Cathy collided with Carolyn when Margot stepped out in an all black look at JFK airport earlier this year. The sunnies are SIR, shoes Alaïa, bag Chanel obvs (she’s been a Chanel ambassador for the past 8 years) and the fit is Beare Park. All are sold out for us mere mortals. Sigh. I love her commitment to Aussie brands though, she should be on the Australian tourism board.
More thoughts on airport style…
I had to try these Brat style Gucci sunglasses in Heathrow Terminal 5 and loved that they were £365. Gucci is this some kind of sick and fabulous joke?

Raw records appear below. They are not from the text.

PR #240, opened 2020-10-21
[alertmanager] Add support change default config

pcheliniy:
Default image prom/alertmanager use configfile called `alertmanager.yml`, but in the chart we use configfile with name `config.yml`.
Configuration from `.Values.config` is rendered correctly but it doesn't matter because we don't use this configfile.
Also, we don't have an option how to say alertmanager to use our configfile.
This PR allows us to:
* use this configuration file (fix)
* configure the name of the configuration file.
* add some extra args if it needed.

We have added `configFileName` as param just in case when someone uses a custom image and default alertmanager.yml contains some kind of reference configurations or examples.

#### Checklist

- [x] Chart Version bumped

### DIFF
--- a/charts/alertmanager/templates/statefulset.yaml
+++ b/charts/alertmanager/templates/statefulset.yaml
@@ -28,15 +28,14 @@ spec:
             {{- toYaml .Values.securityContext | nindent 12 }}
           image: "{{ .Values.image.repository }}:{{ .Values.image.tag | default .Chart.AppVersion }}"
           imagePullPolicy: {{ .Values.image.pullPolicy }}
-          {{- if or .Values.extraArgs .Values.configFileName }}
           args: 
-            {{- range $key, $value := .Values.extraArgs }}
-            - --{{ $key }}={{ $value }}
-            {{- end }}
+            --storage.path=/alertmanager
             {{- if .Values.configFileName }}
             - --config.file=/etc/alertmanager/{{ .Values.configFileName }}
             {{- end }}
-          {{- end }}
+            {{- range $key, $value := .Values.extraArgs }}
+            - --{{ $key }}={{ $value }}
+            {{- end }}
           ports:
             - name: http
               containerPort: 9093
--- a/charts/alertmanager/templates/statefulset.yaml
+++ b/charts/alertmanager/templates/statefulset.yaml
@@ -28,6 +28,15 @@ spec:
             {{- toYaml .Values.securityContext | nindent 12 }}
           image: "{{ .Values.image.repository }}:{{ .Values.image.tag | default .Chart.AppVersion }}"
           imagePullPolicy: {{ .Values.image.pullPolicy }}
+          {{- if or .Values.extraArgs .Values.configFileName }}
+          args: 
+            {{- range $key, $value := .Values.extraArgs }}
+            - --{{ $key }}={{ $value }}
+            {{- end }}
+            {{- if .Values.configFileName }}
+            - --config.file=/etc/alertmanager/{{ .Values.configFileName }}
+            {{- end }}
+          {{- end }}
           ports:
             - name: http
               containerPort: 9093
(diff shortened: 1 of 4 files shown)


charts/alertmanager/templates/statefulset.yaml
```diff
@@ -28,6 +28,14 @@ spec:
             {{- toYaml .Values.securityContext | nindent 12 }}
           image: "{{ .Values.image.repository }}:{{ .Values.image.tag | default .Chart.AppVersion }}"
           imagePullPolicy: {{ .Values.image.pullPolicy }}
+          args: 
+            - --storage.path=/alertmanager
+            {{- if .Values.configFileName }}
```
naseemkullah, line 33: Instead of add a configFilename value, if the purpose is to omit the config file, can we insead check `{{- if .Values.conig }}` ? i.e. if we set `config: null` in the values file, it will not pass it in.

naseemkullah (changes requested):
Thanks @pcheliniy! re: omitting the config file, we could probably use `config: null` and evaluate `.Values.config`

charts/alertmanager/values.yaml
```diff
@@ -81,6 +83,7 @@ persistence:
     - ReadWriteOnce
   size: 50Mi
 
+configFileName: config.yml
```
naseemkullah, line 86: With the other fixes you've applied and evaluation of .Values.config for the if statement we could probably omit this option, WDYT?

charts/alertmanager/templates/statefulset.yaml
```diff
@@ -28,6 +28,14 @@ spec:
...
+            - --config.file=/etc/alertmanager/{{ .Values.configFileName }}
+            {{- end }}
+            {{- range $key, $value := .Values.extraArgs }}
+            - --{{ $key }}={{ $value }}
+            {{- end }}
```
naseemkullah, line 38: 👏

charts/alertmanager/templates/statefulset.yaml
```diff
@@ -28,6 +28,14 @@ spec:
             {{- toYaml .Values.securityContext | nindent 12 }}
           image: "{{ .Values.image.repository }}:{{ .Values.image.tag | default .Chart.AppVersion }}"
           imagePullPolicy: {{ .Values.image.pullPolicy }}
+          args: 
+            - --storage.path=/alertmanager
+            {{- if .Values.configFileName }}
+            - --config.file=/etc/alertmanager/{{ .Values.configFileName }}
```
naseemkullah, line 34:
```suggestion
            - --config.file=/etc/alertmanager/{{ .Values.configFileName }}
```

👏 
As per other comments I think we can leave the filename hardcoded.

charts/alertmanager/templates/statefulset.yaml
pcheliniy: I'm not sure that I fully understand.
Do you mean that we have to check `{{- if .Values.config }}` and if it empty skip --config.filename ?
I'm not sure that it is possible because it will cause alertmanager to start finding config in local dir (default config path) and it will fail. To avoid it we will have to add some default behavior as some new helper or hardcode default value inplace.

I guess we should check {{- if .Values.config }} and if it is empty do not install ConfigMap, Volume, and skip corresponding VolumeMount. In my opinion, it is more predictable behavior.

charts/alertmanager/values.yaml
pcheliniy: The reason why we decided to do this described in PR notes. If this is not an important case I agree with you.

charts/alertmanager/templates/statefulset.yaml
pcheliniy: ok

charts/alertmanager/templates/statefulset.yaml
naseemkullah: ah yeah that makes sense. Maybe we skip the evaluation and always use the config file instead, that will be simpler

naseemkullah (approved):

To quote Charli, “I love it”.
But back to Love Story, JFK Junior inspired slouchy and effortless tailoring was all over the FW26 catwalk.

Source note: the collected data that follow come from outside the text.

PR #243, opened 2020-10-21
[prometheus] Make emptyDir settings consistent across components

unicell:

Currently only prometheus server takes `emptyDir.sizeLimit` for
`deployment` but not for `statefulset`. And alertmanager has no notion
about `emptyDir.sizeLimit` at all.

This change fixes that by following existing pattern of prometheus
server deployment spec, to allow `sizeLimit` to be set for both `server`
and `alertmanager`, regardless it is a deployment spec or statefulset.

On the pushgateway side, existing comment string in `values.yaml`
suggests if `persistentVolume.enabled` set to false, `emptyDir` will be
used. But that's actually not the case. Since the existing pushgateway
deployment spec by default has persistent volume turned off and doesn't
specify emptyDir at all (neither in volume nor  volumeMount), this
change fixes the inconsistency by updating the comment string in
values.yaml

Described above.

#### Checklist

- [X] Chart Version bumped

### DIFF
--- a/charts/prometheus/Chart.yaml
+++ b/charts/prometheus/Chart.yaml
@@ -1,6 +1,6 @@
 apiVersion: v1
 name: prometheus
-version: 11.16.3
+version: 11.16.4
 appVersion: 2.21.0
 description: Prometheus is a monitoring system and time series database.
 home: https://prometheus.io/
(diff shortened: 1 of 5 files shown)


Xtigyro (changes requested):
Hey @unicell - thanks for the contribution, it is appreciated!

Could you please sign your commits?

unicell:
Sure, I GPG signed but forget the signoff signature. Let me update.

unicell:
@Xtigyro Could you double-check? Just updated the PR.

Xtigyro (approved):

Xtigyro:
@unicell LGTM! ⭐

unicell:
Thanks!!

Xtigyro:
> Thanks!!

And thank you as well!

When it comes to dressing for my own part, as a part time florist I’m feeling really original and am currently drawn to florals, but not in a sickening ditsy print way, I mean real life florals. My wardrobe is beginning to resemble my early morning purchases from New Covent Garden flower market. As cliché as this sounds, I’m not the only one wearing my heart on my sleeve. Designers consistently return to flowers in their designs for they’re an unwavering symbol of hope and a steady reminder of change. Just don’t expect dizzy repeat patterns, this time around florals are bold emblems.

A.W.A.K.E Mode’s ruffled back reminds me of the intricately folded bowls florists favour for easy arranging. I want to dip single stems into the back of this dress in the least creepy way possible.

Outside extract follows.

PR #279, opened 2020-10-28
fix typos in kube-prometheus-stack values.yaml

derekperkins:


monotek (changes requested):
Please raise chart version.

Same too does Michael Rider’s Celine stiff scarf remind me of floral wrapping. Must copy this structure soon in my next bouquet. Apologies to the model here but I want to smother his face in blooms.
Bravo to The Vxlley for going full flower vase hog. This collection was every florists dream.
Designer’s closing bridal looks always titillate my floral desires. I loved Vaquera’s gypsophila and Andreas Kronthaler’s radishes for Vivienne Westwood bouquets.


I of course can’t discuss florals in fashion without mentioning Jonathan Anderson at Dior. I much preferred his Spring 26 Couture collection (still bopping to the Max Richter soundtrack) than his FW26. FW26 felt too confused, disjointed, like he got lost in the couture atelier Chocolate factory and wanted to show off what they could do rather than designing clothes that women actually want to wear (queue Matthieu Blazy’s Chanel, Michael Rider’s Celine, Louise Trotter’s Bottega Veneta and Sarah Burton’s Givenchy) but I hate to poo poo designers, especially those at enormous powerhouses. It’s a supremely stressful and complicated role that takes time to revise and reestablish, time that most designers don’t get enough of for they are hired and fired faster than football coaches. My heart goes out to Dario Vitale who only got one season at Versace before Prada strategically ousted him-thorny fashion indeed. Let’s hope he gets another opportunity elsewhere to thrive beyond one season.
But back to Jonathan, whilst his most recent collection might not have been my cup of tea, there’s no denying that he is a master of building a brand. No designer understands and talks about the power of branding and marketing like him. Listen to his interview with Imran Ahmed on the BOF podcast to understand his genius. But oh his flowers! They adorned ceilings for his Spring 26 couture show, they floated along Monet Giverny garden inspired waters for his FW26 show and clung to accessories and clothing galore.


Here’s my hand picked/tied collection of thorny but more affordable fashion:
Sandy Lliang spring onion dress
Lisa Says Gah tulip bouquet corset and skirt
So there you have it. Wear black, wear florals, channel Carolyn or Cathy. Dress the part and be horny and/or thorny.